Не всегда сходило с рук, бывали случаи беспощадного истребления в разгар работы, но еще хуже, когда театр прекращался во время представления. Разыгрывались водевили, сцены Лейкина и неизвестных авторов. Найденовский конторщик Башкиров, сам не раз выступавший в любительских дачных спектаклях в Богородском, доставал нам пьесы и делал указания.
Я играл женские роли. И это как-то повелось. Мы росли, как в монастыре; наш круг — гимназические товарищи, и никаких сестер, ни их подруг. Играть женские роли мне было легко, я не насиловал моего голоса и не ломался. И до сих пор при выборе чтения — мне свободнее передать интонацию женской души — я читаю Лукерью «Живых мощей» Тургенева, «Питомку» Слепцова, «Анну Каренину» Толстого, «Воительницу» и «Полунощников» Лескова. И когда я сам стал писать для театра, Ункрада в моей «Трагедии о Иуде» зазвучала для меня — под голос В. Ф. Коммиссаржевской.
Кроме меня, на женских ролях был мой товарищ Саша Кудрин. Ни к кому так не шло женское платье. Но при всей женственности выдавал голос: ему надо было давать как можно меньше слов; в живых картинах он был бы незаменим.
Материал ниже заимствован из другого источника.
PR #386, opened 2022-01-20
Removed comment in requirements file

Matt711:


jacobtomlinson:
This was necessary because when installing on windows with `pip install -r requirements-test.txt` it was unhappy with the comment.

```
  fatal: unable to access 'https://codeberg.org/hjacobs/pytest-kind.git Ã‚/': URL using bad/illegal format or missing URL
```

jacobtomlinson (approved):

Потом, когда я служил у Мейерхольда на должности «театрального настройщика» или, точнее, «наводчика», сколько прошло передо мной вот этого несоответствия среди актеров. Да и среди чтецов, деревянность, обыкновенно не замечаемая самими чтецами, убивает все содержание: чтение Ф. К. Сологуба действовало, как снотворное, лишь только он раскрывал трехзубый рот.
Исполняя женские роли в нашем театре, я имел еще одну обязанность: я всех гримировал. Средства были незамысловатые: жженая пробка, печная сажа и малярная краска. Вот уж где моя любовь к краскам показала себя во всей своей буре! А так как никакого другого «смывательного» средства, кроме воды, не было, все мы и после театра надолго сохраняли на себе свои живописные личины. И, пока сама собой не сходила едкая краска, трудно было узнать себя в зеркале.
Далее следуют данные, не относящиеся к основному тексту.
Issue #385, opened 2022-01-20
Allow scaling of additional groups with HelmCluster


jacobtomlinson:
In dask/helm-chart#222 we added support for additional worker groups.

It would be great if the `HelmCluster.scale()` method took an optional group name to scale.

jacobtomlinson:
Closed in #387

PR #387, opened 2022-01-21
Allow scaling of additional worker groups with HelmCluster (#385)

Matt711:
A solution to this [issue](https://github.com/dask/dask-kubernetes/issues/385). I added an optional group name to `HelmCluster.scale` method. So now users can scale the additional worker groups that they create based on the worker group name.

### DIFF
--- a/dask_kubernetes/helm.py
+++ b/dask_kubernetes/helm.py
@@ -236,10 +236,11 @@ class HelmCluster(Cluster):
 
         return _().__await__()
 
-    def scale(self, n_workers, worker_name=None):
+    def scale(self, n_workers, worker_group=None):
         """Scale cluster to n workers.
 
         This sets the Dask worker deployment size to the requested number.
+        It also allows you to set the worker deployment size of another worker group.
         Workers will not be terminated gracefull so be sure to only scale down
         when all futures have been retrieved by the client and the cluster is idle.
 
@@ -251,22 +252,28 @@ class HelmCluster(Cluster):
         >>> cluster.scale(4)
         >>> cluster
         HelmCluster('tcp://localhost:8786', workers=4, threads=24, memory=24.96 GB)
-
+        >>> cluster.scale(5, worker_group = "high-mem-worker")
+        >>> cluster
+        # TODO: Finish scaling example
         """
-        return self.sync(self._scale, n_workers, worker_name=worker_name)
+        return self.sync(self._scale, n_workers, worker_group=worker_group)
 
-    async def _scale(self, n_workers, worker_name=None):
-        if worker_name:
-            self.worker_name = worker_name
-        await self.apps_api.patch_namespaced_deployment(
-            name=f"{self.release_name}-{self.chart_name}{self.worker_name}",
-            namespace=self.namespace,
-            body={
-                "spec": {
-                    "replicas": n_workers,
-                }
-            },
-        )
+    async def _scale(self, n_workers, worker_group=None):
+        deployment = f"{self.release_name}-{self.chart_name}{self.worker_name}"
+        if worker_group:
+            deployment += f"-{worker_group}"
+        try:
+            await self.apps_api.patch_namespaced_deployment(
+                name=deployment,
+                namespace=self.namespace,
+                body={
+                    "spec": {
+                        "replicas": n_workers,
+                    }
+                },
+            )
+        except kubernetes.client.exceptions.ApiValueError:
+            raise ValueError(f"No such worker group {worker_group}")
 
     def adapt(self, *args, **kwargs):
         """Turn on adaptivity (Not recommended)."""
--- a/dask_kubernetes/helm.py
+++ b/dask_kubernetes/helm.py
@@ -272,8 +272,11 @@ class HelmCluster(Cluster):
                     }
                 },
             )
-        except kubernetes.client.exceptions.ApiValueError:
-            raise ValueError(f"No such worker group {worker_group}")
+        except kubernetes.client.exceptions.ApiException:
+            if worker_group:
+                raise ValueError(f"No such worker group {worker_group}")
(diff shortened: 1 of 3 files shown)


dask_kubernetes/helm.py
```diff
@@ -236,7 +236,7 @@ async def _():
 
         return _().__await__()
 
-    def scale(self, n_workers):
+    def scale(self, n_workers, worker_name=None):
```
Matt711, line 239: @jacobtomlinson Would you prefer me to call this `group_name` instead of `worker_name`?

jacobtomlinson: Yeah I think `group_name` makes sense here.

dask_kubernetes/helm.py
```diff
@@ -253,9 +253,11 @@ def scale(self, n_workers):
...
         """
-        return self.sync(self._scale, n_workers)
+        return self.sync(self._scale, n_workers, worker_name=worker_name)
 
-    async def _scale(self, n_workers):
+    async def _scale(self, n_workers, worker_name=None):
+        if worker_name:
+            self.worker_name = worker_name
         await self.apps_api.patch_namespaced_deployment(
             name=f"{self.release_name}-{self.chart_name}{self.worker_name}",
```
jacobtomlinson, line 262: Given that `worker_name` is a transient variable let's not worry about assigning to self. It might make sense to build the deployment name in two steps. Also we shouldn't forget the `-` between the chart name and worker group name.

```suggestion
        deployment = f"{self.release_name}-{self.chart_name}"
        if worker_name:
            deployment += f"-{worker_name}"
        await self.apps_api.patch_namespaced_deployment(
            name=deployment,
```

jacobtomlinson (changes requested):
Thanks for starting on this!

I agree we should rename `worker_name`. 

We should also think about some error checking. Currently we assume that the worker deployment exists, this is reasonably safe because we were able to connect to it in the first place. But the user could provide any old name here which may or may not exist. Maybe just wrap the `patch_namespaced_deployment` call in a `try/except` and then raise a helpful error from there.

We should also update the examples in the `HelmCluster` docstring to include one that uses this feature.

We also need tests. We could update the test [`values.yaml`](https://github.com/dask/dask-kubernetes/blob/main/dask_kubernetes/tests/helm/values.yaml) file with an additional group but set the replicas to `0` to avoid interfering with other tests. Then extend the [`test_scale_cluster`](https://github.com/dask/dask-kubernetes/blob/af6526e8497715878d6b3c603910d9269e5d5206/dask_kubernetes/tests/test_helm.py#L136) test to also scale this group up and down and also check that scaling a non-existant group raises an error.

dask_kubernetes/helm.py
jacobtomlinson: Yeah I would catch `ApiValueError` and then raise something that is useful to the user that called `scale` like `No such group foo`. Maybe a `ValueError` would be an appropriate thing to raise.

dask_kubernetes/helm.py
```diff
@@ -251,20 +252,28 @@ def scale(self, n_workers):
...
+                name=deployment,
+                namespace=self.namespace,
+                body={
+                    "spec": {
+                        "replicas": n_workers,
+                    }
+                },
+            )
+        except kubernetes.client.exceptions.ApiValueError:
+            raise ValueError(f"No such worker group {worker_group}")
```
jacobtomlinson, line 276: What happens here if this exception is raised and `worker_group` is not set?

We should probably check if `worker_group` is `None` and if so reraise the exception.

dask_kubernetes/helm.py
```diff
@@ -251,20 +252,31 @@ def scale(self, n_workers):
...
+            await self.apps_api.patch_namespaced_deployment(
+                name=deployment,
+                namespace=self.namespace,
+                body={
+                    "spec": {
+                        "replicas": n_workers,
+                    }
+                },
+            )
+        except kubernetes.client.exceptions.ApiException:
```
Matt711, line 275: When testing I got an `ApiException` exception instead of `ApiValueError` exception, so I caught that instead.

dask_kubernetes/helm.py
```diff
@@ -251,20 +252,31 @@ def scale(self, n_workers):
         >>> cluster.scale(4)
         >>> cluster
         HelmCluster('tcp://localhost:8786', workers=4, threads=24, memory=24.96 GB)
-
+        >>> cluster.scale(5, worker_group = "high-mem-worker")
+        >>> cluster
+        # TODO: Finish scaling example
```
Matt711, line 257: Do you mind if I update all the examples, so it will look consistent?

jacobtomlinson: Sure

dask_kubernetes/helm.py
```diff
@@ -251,20 +252,31 @@ def scale(self, n_workers):
...
+                    "spec": {
+                        "replicas": n_workers,
+                    }
+                },
+            )
+        except kubernetes.client.exceptions.ApiException:
+            if worker_group:
+                raise ValueError(f"No such worker group {worker_group}")
+            else:
+                raise kubernetes.client.exceptions.ApiException
```
jacobtomlinson, line 279: Let's not break the traceback chain here. The else is also redundant because raising stops the execution.

```suggestion
        except kubernetes.client.exceptions.ApiException as e:
            if worker_group:
                raise ValueError(f"No such worker group {worker_group}") from e
            raise e
```

jacobtomlinson (commented):
CI seems to be timing out during the `test_scale_cluster` test. Are you able to run it locally?

jacobtomlinson (approved):
I made a couple of tweaks and this should be good to merge now.

Thanks for the effort here @Matt711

В гриме мы отправлялись к поздней обедне в Андрониев монастырь. Я убежден, не монахи — какой же городской монах верил в бесовские козни! но богомолки-странницы, обходившие московские святыни и зашедшие в древнейший из монастырей, памятник Андрея Рублева и место заточения протопопа Аввакума, принимали нас за «демонское мечтание».
После всенощной под летний Сергиев день, а накануне был наш театр, я помню, как одна древняя старушонка, выходившая из монастыря, приостановилась, пропуская вперед нашу ораву «муринов» и шепча на отгнание бесов, истово крестила наш воздушный темный путь. Но к явно му смущению ее мы не пропадали. И тогда она закрыла глаза рукой и замерла — отойдя на шаг «василиска», перед спуском к Яузе, я обернулся: из-за белой колокольни выплывал летний теплый месяц, старушонка стояла, не шевелясь, как камушек. И вот луна ли облила меня своим волшебством или нестираемая краска — моя гримерная работа! — была так неотразима; луна ли отвела ее руку от глаз или ее вера в расточение нечистой силы, она, раскрыв глаза, — затрясла головой и, по-птичьи взмахнув руками, упала ничком на блестевший зеленый камень.